The amount you pay for earthquake insurance largely depends on your home’s location. Its build (frame or masonry), age, and your foundation-type (slab or raised) are also significant rating factors. Brick homes, for example, cost almost $2,000 more a year to insure than frame homes, according to a sample quote we obtained through the California Earthquake Authority (CEA). That’s because frame homes are more bendable and flexible when confronted with seismic activity than masonry homes.
Most California homeowners acquire earthquake insurance through the California Earthquake Authority, a publicly managed organization that sells earthquake coverage through private companies across the state. Many private companies also offer earthquake endorsements which you can add to your home insurance policy for an additional premium.
Earthquake deductibles are anywhere from 5% to 25% of your home’s insured value. You can keep your premiums down by electing for a higher-percentage deductible. The CEA also offers pretty generous discounts for homeowners who retrofit their home with earthquake protection.

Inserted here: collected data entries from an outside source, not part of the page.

PR #9476, opened 2021-06-15
MAINT: Make Azure happy

larsoner:
Should hopefully fix the timeouts we've had lately. I'm pretty sure it's a problem with Mayavi building against this:

https://pypi.org/project/vtk/9.0.20210612.dev0/


hoechenberger:
Thanks @larsoner!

As wildfires in California become bigger and more expensive to insure, some insurers have stopped writing policies or refused to renew policies for homes in wildfire-prone regions of the state. Insurers who do still write in wildfire areas may exclude wildfire damage from coverage or charge a separate wildfire deductible.
If your insurer recently cancelled your policy and you can’t find insurance on the open market, you’re eligible for a California FAIR Plan. FAIR Plan policies are generally more expensive than comparable private insurance policies and have limited coverage. To supplement your FAIR plan and make sure your home is fully protected, you’ll need a “difference in conditions” (DIC) policy. The California Department of Insurance has a list of major insurers who write DIC policies.
Don’t let the state’s perpetual drought fool you — California homes are often at risk of flood damage too. California floods have a number of causes: coastal floods, floods caused by landslides and mudslides, and fluvial floods, to name a few. And as the effects of climate change and El Niño become more common, coastal and inland flooding are only expected to worsen in the Golden State.
Whether your home is situated on the coast or in a valley, if you live in a FEMA-designated flood zone, you may want to look into private flood coverage or a National Flood Insurance Program (NFIP) policy. Even if you don’t live in a flood zone, you may want to consider flood coverage anyway.
Mudslides are covered by NFIP flood policies and may also be covered by your private flood policy. But, like floods, mudslides are excluded from your homeowners insurance policy.
If the mudslide occurred because of a covered peril, like sediment runoff from a wildfire, your insurer may determine that the wildfire was the “efficient proximate cause” of the mudslide and reimburse you for the damages. In fact, the California Insurance Commission recently issued a notice to insurance companies that overrides the mudslide exclusion if the proximate cause was fire.
Like earthquakes, landslides are considered “earth movement” perils and are excluded from home insurance. But since landslides aren’t caused by seismic activity, they’re not covered by earthquake insurance either. In fact, there doesn’t seem to be too much of a market for landslide coverage. If you’re concerned about losing your home to a landslide, your best bet may be to ask around and see if an insurer offers “difference in condition” landslide insurance.